> _WHAT THE TASK REQUIRES_:
Each line of the listing where "already" appears should be reported.

> _INFORMATION GIVEN_:
▼

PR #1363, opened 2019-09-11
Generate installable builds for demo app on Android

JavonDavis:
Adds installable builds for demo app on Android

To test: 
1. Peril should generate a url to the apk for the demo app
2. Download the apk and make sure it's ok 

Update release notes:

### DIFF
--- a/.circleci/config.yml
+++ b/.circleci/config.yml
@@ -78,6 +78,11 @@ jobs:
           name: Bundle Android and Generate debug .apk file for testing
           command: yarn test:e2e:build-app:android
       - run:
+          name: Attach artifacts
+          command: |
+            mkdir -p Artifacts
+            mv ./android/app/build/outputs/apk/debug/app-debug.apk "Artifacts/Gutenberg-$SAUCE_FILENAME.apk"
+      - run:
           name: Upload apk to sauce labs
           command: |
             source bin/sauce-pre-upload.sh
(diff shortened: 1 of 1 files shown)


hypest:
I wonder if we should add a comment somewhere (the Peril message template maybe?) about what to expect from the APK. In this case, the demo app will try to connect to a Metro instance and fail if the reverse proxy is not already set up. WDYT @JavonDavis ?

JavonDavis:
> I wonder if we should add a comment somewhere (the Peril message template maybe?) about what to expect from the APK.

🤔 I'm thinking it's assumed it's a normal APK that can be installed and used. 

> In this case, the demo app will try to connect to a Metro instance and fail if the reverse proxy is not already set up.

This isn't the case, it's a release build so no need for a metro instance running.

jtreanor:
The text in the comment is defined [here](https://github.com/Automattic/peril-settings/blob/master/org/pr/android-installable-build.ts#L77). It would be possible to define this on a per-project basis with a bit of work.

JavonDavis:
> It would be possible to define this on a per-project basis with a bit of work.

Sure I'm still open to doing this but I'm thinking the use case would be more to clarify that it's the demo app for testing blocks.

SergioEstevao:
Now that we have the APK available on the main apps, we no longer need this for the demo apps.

▲

> _WORKED SOLUTION_:
I wonder if we should add a comment somewhere (the Peril message template maybe?) about what to expect from the APK. In this case, the demo app will try to connect to a Metro instance and fail if the reverse proxy is not already set up. WDYT @JavonDavis ?
> In this case, the demo app will try to connect to a Metro instance and fail if the reverse proxy is not already set up.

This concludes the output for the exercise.